Private Credit is Having a “Golden Moment” – Buy or Sell?
Membership required
Membership is now required to use this feature. To learn more:
View Membership BenefitsAccording to Jonathan Gray, the president of Blackstone, this is a “golden moment” for the private credit asset class. After quoting Gray, the Financial Times’ Robin Wigglesworth noted that “BlackRock’s alternatives investment supremo, Edwin Conway, is ‘confident about (its) future’.1 Apollo’s Marc Rowan sees ‘a good time for the private credit product set’." Scarcely concealing his disdain, Wigglesworth closes by saying, “Another day, another asset manager jostling for a bigger slice of the investment industry’s hottest neighbourhood.”
All this excitement and hype has usually – OK, almost always – meant trouble for the asset class being discussed. I’m a generation older than Wigglesworth, so I’ve experienced golden moments for more asset classes and strategies than he has: small-cap stocks, oil stocks, real estate, gold, portfolio insurance, Japan, China, mortgage-backed securities, hedge funds, private equity, and tech circuses #1 and #2.

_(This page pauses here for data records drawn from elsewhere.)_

PR #1885, opened 2024-10-14
feat(ci): support building python on windows

### LINKED ISSUE #798: [C++] Windows build support
Fury support macos and linux build, but windows is not supported.

Fury use bazel for building c++ code, windows building need some extra work.

An-DJ:
## What does this PR do?

Support building python on Windows.

1. Use (git) bash to run python steps on Windows (MYSY, MINGW)
2. Add missing headers
3. Rename FuryLogLevel::ERROR to FuryLogLevel::ERR. I don't know why this enum make build failed, but it is successed if renaming it to FuryLogLevel::ERR
4. Rename pyx built dynamic lib name '*.so' to ['*.pyd'](https://docs.python.org/3.10/faq/windows.html#is-a-pyd-file-the-same-as-a-dll)
5. Lock bazel version to `6.3.2` on Windows
6. Unify Python type `Integer` memoryview formats (typecodes) on different operating systems ([ref](https://docs.python.org/3/library/array.html))

|                 | int16 | int32 | int64 |
|-----------------|-------|-------|-------|
| Linux(64-bit)   | 'h'   | 'i'   | 'l'   |
| MacOS(64-bit)   | 'h'   | 'i'   | 'l'   |
| Windows(64-bit) | 'h'   | 'l'   | 'q'   |

## Related issues

Close #798 


chaokunyang:
Hi @An-DJ , it this PR ready for review?

An-DJ:
> Hi @An-DJ , it this PR ready for review?

No, CI result is fake, the build script didn't have been executed successfully. We need more works on windows platform...

I will continue this PR in the next few days (too busy in this week...)

An-DJ:
@chaokunyang This UT is strange.

```
@pytest.mark.parametrize("language", [Language.XLANG, Language.PYTHON])
def test_array_serializer(language):
    fury = Fury(language=language, ref_tracking=True, require_class_registration=False)
    for typecode in PyArraySerializer.typecode_dict.keys():
        arr = array.array(typecode, list(range(10)))

        # additional code to print array attribute
        print(arr.itemsize, arr.typecode)
        # end

        assert ser_de(fury, arr) == arr
    for dtype in Numpy1DArraySerializer.dtypes_dict.keys():
        arr = np.array(list(range(10)), dtype=dtype)
        new_arr = ser_de(fury, arr)
        assert np.array_equal(new_arr, arr)
        np.testing.assert_array_equal(new_arr, arr)
```

I test it on Ubuntu 20.04 and Windows 10, but there are different result:

```
# Ubuntu

pyfury/tests/test_serializer.py::test_array_serializer[Language.XLANG] 2 h
4 i
8 l
4 f
8 d
PASSED
pyfury/tests/test_serializer.py::test_array_serializer[Language.PYTHON] 2 h
4 i
8 l
4 f
8 d
PASSED
```

```
# Windows

=================== 1 failed, 1 passed, 3 warnings in 0.88s ===================
FAILED         [ 50%]
2 h
4 i
4 l
```

The point is that `l` type could be 4 or 8 bit on different platform.

In addition, in `_util.pyx`, there are also failed converted between `const int64_t` and `long`:

```
cdef inline uint8_t* get_address(v):
    view = memoryview(v)
    cdef str dtype = view.format
    cdef:
       # ...
        const int64_t[:] signed_long_data
       # ...
        uint8_t* ptr
    if dtype == "b":
        signed_char_data = v
        ptr = <uint8_t*>(&signed_char_data[0])
    elif dtype == "l":  # here
        signed_long_data = v
        ptr = <uint8_t*>(&signed_long_data[0])
    else:
        raise Exception(f"Unsupported buffer of type {type(v)} and format {dtype}")
    return ptr
```

Could you plz give me some advice?

chaokunyang:
Is Windows a bid endian machine?

An-DJ:
> Is Windows a big endian machine?

You means the github windows-2022 ci runner is hosted on a big endian machine?

No. According to the [related document](https://docs.github.com/en/actions/using-github-hosted-runners/using-github-hosted-runners/about-github-hosted-runners#cloud-hosts-for-github-hosted-runners), for Linux and Windows runners, GitHub uses Dadsv5-series virtual machines. For more information, see [Dasv5 and Dadsv5-series](https://learn.microsoft.com/en-us/azure/virtual-machines/dasv5-dadsv5-series#dadsv5-series) in the Microsoft Azure documentation.

image


`AMD EPYC 7763v (Genoa) [x86-64]` support small endian only.

An-DJ:
@chaokunyang Actually we check the python array initialization method  `array.array` with different dtype, but each type code has its `Mininum size in bytes`, not a fixed size. 

IMHO it is the reason why it behaves differently on UNIX and Windows.

Ref: https://docs.python.org/3/library/array.html

image

We should find a strict way to fix each dtype size... right?

chaokunyang:
Yeah, you are right. Fury take `l` as 4 bytes, but it may be 8 bytes on windows. In such cases, we may need to expand every item from 4 bytes value to 8 bytes in a loop manually.

An-DJ:
Hi @chaokunyang 

Recently I have searched and found that windows(MSVC) standards basic [data type range](https://learn.microsoft.com/en-us/cpp/cpp/data-type-ranges?view=msvc-170). Also in [intel docs](https://www.intel.com/content/www/us/en/developer/articles/technical/size-of-long-integer-type-on-different-architecture-and-os.html).

Unfortunately, `long`, which used as `l` in Python, is stricted in 4 bytes on Windows, but 8 bytes on *nix. That is a gap between *nix and Windows.

So Apache Fury support `q` (in another words, `signed long long`) ONLY maybe a better choice. That type is 8 bytes size in both *nix and Windows.

I am not fimilair with Python array.array() users' habit, but this approach could be a simple solution to universe the memory model in Apache Fury Python support.

What do you think of that?

chaokunyang:
Great idea, I think we can use `q (signed long long)` instead of `l`.

chaokunyang:
> Great idea, I think we can use `q (signed long long)` instead of `l`. And raise Error when `l` array format type are passed.

cpp/fury/util/logging.h
```diff
@@ -35,7 +35,7 @@ enum class FuryLogLevel {
   DEBUG = -1,
   INFO = 0,
   WARNING = 1,
-  ERROR = 2,
+  ERR = 2,
```
PragmaTwice, line 38: Could you attach the error you face of the original `ERROR` identifier?

PragmaTwice: Hmm it seems here: https://github.com/apache/fury/actions/runs/11643078405/job/32423399925#step:5:1894

PragmaTwice: Just took a glance, and I think that maybe the Cython generated code defines a macro named `ERROR` and it's included before this header so that weird thing happens. Not familiar with related code here, maybe @penguin-wwy has ideas about this.

An-DJ:
Hi @chaokunyang

There is a friendly github action that could simplify the bazel installization. ⬇️

https://github.com/marketplace/actions/setup-bazel-environment

But I found that the Apache organization manages a allowed action namelist.

Could you plz add that action to the namelist? Then we can easily install bazel 6.3.2 on Windows.

Ref:
https://docs.github.com/en/organizations/managing-organization-settings/disabling-or-limiting-github-actions-for-your-organization#allowing-select-actions-and-reusable-workflows-to-run

.python-version
```diff
@@ -0,0 +1 @@
+3.11.0
```
chaokunyang, line 1: is this committed to repo by accident?

An-DJ: > is this committed to repo by accident?

Deleted.

cpp/fury/util/logging.h
chaokunyang: from chatgpt:

MSVC and Macros: The MSVC environment automatically defines some macros that can interfere with your code. One such macro is ERROR, which is commonly defined within Windows headers or other libraries. When you use ERROR as a name for an enumeration or variable in your code, it collides with this pre-existing macro definition, causing syntax errors.


We can use ERR here, for better compatibility, maybe we should define the enum value with FURY prefix:
```c++

enum class FuryLogLevel {
  FURY_DEBUG = -1,
  FURY_INFO = 0,
  FURY_WARNING = 1,
  FURY_ERROR = 2,
  FURY_FATAL = 3
};
```

python/pyfury/_util.pyx
```diff
@@ -29,10 +29,13 @@ from libcpp cimport bool as c_bool
 from pyfury.includes.libutil cimport(
     CBuffer, AllocateBuffer, GetBit, SetBit, ClearBit, SetBitTo, CStatus, StatusCode, utf16HasSurrogatePairs
 )
+import os
 
 cdef int32_t max_buffer_size = 2 ** 31 - 1
 cdef int UTF16_LE = -1
 
+_WINDOWS = os.name == 'nt'
```
chaokunyang, line 37:
```suggestion
cdef c_bool _WINDOWS = os.name == 'nt'
```

chaokunyang (approved):
Looks great!

cpp/fury/util/logging.h
An-DJ: Good idea. Restyle it in #2016 . : )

These booms didn’t all end in ashes, but the odds are not good. Now comes private debt, smartly rebranded as private credit (doesn’t that just sound better?) and packaged into funds aimed at retail investors, whom I define as those with $10 million or less in investable assets. These are typically people who are saving for retirement or already retired, and for whom a large drawdown would mean hardship, not just inconvenience.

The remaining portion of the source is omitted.